Exactly as shown below, retype every line of the data.
___ Input data
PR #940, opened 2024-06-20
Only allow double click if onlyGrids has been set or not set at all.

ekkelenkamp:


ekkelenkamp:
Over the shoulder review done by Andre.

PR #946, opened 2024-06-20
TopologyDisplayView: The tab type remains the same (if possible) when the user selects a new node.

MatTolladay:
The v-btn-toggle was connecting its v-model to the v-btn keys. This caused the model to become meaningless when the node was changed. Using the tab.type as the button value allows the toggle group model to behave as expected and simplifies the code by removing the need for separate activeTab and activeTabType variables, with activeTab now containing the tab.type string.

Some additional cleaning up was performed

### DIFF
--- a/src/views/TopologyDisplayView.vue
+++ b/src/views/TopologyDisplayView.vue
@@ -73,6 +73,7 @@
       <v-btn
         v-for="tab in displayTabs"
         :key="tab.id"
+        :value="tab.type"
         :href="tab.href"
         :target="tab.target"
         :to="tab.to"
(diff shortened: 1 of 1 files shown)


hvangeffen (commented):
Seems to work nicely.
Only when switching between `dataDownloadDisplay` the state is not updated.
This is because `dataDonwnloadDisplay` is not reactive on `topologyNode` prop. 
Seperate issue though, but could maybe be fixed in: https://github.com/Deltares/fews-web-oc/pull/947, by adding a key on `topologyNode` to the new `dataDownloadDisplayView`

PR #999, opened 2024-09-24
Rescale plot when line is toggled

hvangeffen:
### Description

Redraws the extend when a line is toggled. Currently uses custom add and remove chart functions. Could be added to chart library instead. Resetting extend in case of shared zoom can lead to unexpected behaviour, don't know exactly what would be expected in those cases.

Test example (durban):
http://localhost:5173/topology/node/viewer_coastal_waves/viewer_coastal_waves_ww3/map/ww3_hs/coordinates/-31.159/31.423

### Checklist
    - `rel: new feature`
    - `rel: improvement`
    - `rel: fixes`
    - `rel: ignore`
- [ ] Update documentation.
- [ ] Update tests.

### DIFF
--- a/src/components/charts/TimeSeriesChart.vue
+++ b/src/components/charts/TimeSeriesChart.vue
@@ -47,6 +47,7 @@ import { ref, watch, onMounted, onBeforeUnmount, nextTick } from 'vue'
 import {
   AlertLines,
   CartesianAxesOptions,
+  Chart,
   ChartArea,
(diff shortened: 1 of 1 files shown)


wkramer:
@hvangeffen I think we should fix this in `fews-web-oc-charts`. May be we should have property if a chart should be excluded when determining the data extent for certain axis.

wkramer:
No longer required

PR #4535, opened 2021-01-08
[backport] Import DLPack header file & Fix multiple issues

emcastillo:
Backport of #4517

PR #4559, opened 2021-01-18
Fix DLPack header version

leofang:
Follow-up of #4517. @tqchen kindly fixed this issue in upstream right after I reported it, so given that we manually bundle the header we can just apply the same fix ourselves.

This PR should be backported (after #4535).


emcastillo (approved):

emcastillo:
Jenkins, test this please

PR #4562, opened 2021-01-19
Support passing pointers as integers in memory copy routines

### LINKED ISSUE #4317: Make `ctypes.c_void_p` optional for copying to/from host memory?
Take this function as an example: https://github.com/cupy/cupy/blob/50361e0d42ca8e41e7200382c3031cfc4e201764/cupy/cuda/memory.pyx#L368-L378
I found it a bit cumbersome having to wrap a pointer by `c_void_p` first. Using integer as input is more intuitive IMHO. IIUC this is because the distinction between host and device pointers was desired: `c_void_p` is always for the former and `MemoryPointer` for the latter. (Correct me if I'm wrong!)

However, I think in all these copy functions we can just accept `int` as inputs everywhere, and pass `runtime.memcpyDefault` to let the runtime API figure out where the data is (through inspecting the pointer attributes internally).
______
## Solution to this task
PR #940, opened 2024-06-20
Only allow double click if onlyGrids has been set or not set at all.

ekkelenkamp:


ekkelenkamp:
Over the shoulder review done by Andre.

PR #946, opened 2024-06-20
TopologyDisplayView: The tab type remains the same (if possible) when the user selects a new node.

MatTolladay:
The v-btn-toggle was connecting its v-model to the v-btn keys. This caused the model to become meaningless when the node was changed. Using the tab.type as the button value allows the toggle group model to behave as expected and simplifies the code by removing the need for separate activeTab and activeTabType variables, with activeTab now containing the tab.type string.

Some additional cleaning up was performed

### DIFF
--- a/src/views/TopologyDisplayView.vue
+++ b/src/views/TopologyDisplayView.vue
@@ -73,6 +73,7 @@
       <v-btn
         v-for="tab in displayTabs"
         :key="tab.id"
+        :value="tab.type"
         :href="tab.href"
         :target="tab.target"
         :to="tab.to"
(diff shortened: 1 of 1 files shown)


hvangeffen (commented):
Seems to work nicely.
Only when switching between `dataDownloadDisplay` the state is not updated.
This is because `dataDonwnloadDisplay` is not reactive on `topologyNode` prop. 
Seperate issue though, but could maybe be fixed in: https://github.com/Deltares/fews-web-oc/pull/947, by adding a key on `topologyNode` to the new `dataDownloadDisplayView`

PR #999, opened 2024-09-24
Rescale plot when line is toggled

hvangeffen:
### Description

Redraws the extend when a line is toggled. Currently uses custom add and remove chart functions. Could be added to chart library instead. Resetting extend in case of shared zoom can lead to unexpected behaviour, don't know exactly what would be expected in those cases.

Test example (durban):
http://localhost:5173/topology/node/viewer_coastal_waves/viewer_coastal_waves_ww3/map/ww3_hs/coordinates/-31.159/31.423

### Checklist
    - `rel: new feature`
    - `rel: improvement`
    - `rel: fixes`
    - `rel: ignore`
- [ ] Update documentation.
- [ ] Update tests.

### DIFF
--- a/src/components/charts/TimeSeriesChart.vue
+++ b/src/components/charts/TimeSeriesChart.vue
@@ -47,6 +47,7 @@ import { ref, watch, onMounted, onBeforeUnmount, nextTick } from 'vue'
 import {
   AlertLines,
   CartesianAxesOptions,
+  Chart,
   ChartArea,
(diff shortened: 1 of 1 files shown)


wkramer:
@hvangeffen I think we should fix this in `fews-web-oc-charts`. May be we should have property if a chart should be excluded when determining the data extent for certain axis.

wkramer:
No longer required

PR #4535, opened 2021-01-08
[backport] Import DLPack header file & Fix multiple issues

emcastillo:
Backport of #4517

PR #4559, opened 2021-01-18
Fix DLPack header version

leofang:
Follow-up of #4517. @tqchen kindly fixed this issue in upstream right after I reported it, so given that we manually bundle the header we can just apply the same fix ourselves.

This PR should be backported (after #4535).


emcastillo (approved):

emcastillo:
Jenkins, test this please

PR #4562, opened 2021-01-19
Support passing pointers as integers in memory copy routines

### LINKED ISSUE #4317: Make `ctypes.c_void_p` optional for copying to/from host memory?
Take this function as an example: https://github.com/cupy/cupy/blob/50361e0d42ca8e41e7200382c3031cfc4e201764/cupy/cuda/memory.pyx#L368-L378
I found it a bit cumbersome having to wrap a pointer by `c_void_p` first. Using integer as input is more intuitive IMHO. IIUC this is because the distinction between host and device pointers was desired: `c_void_p` is always for the former and `MemoryPointer` for the latter. (Correct me if I'm wrong!)

However, I think in all these copy functions we can just accept `int` as inputs everywhere, and pass `runtime.memcpyDefault` to let the runtime API figure out where the data is (through inspecting the pointer attributes internally).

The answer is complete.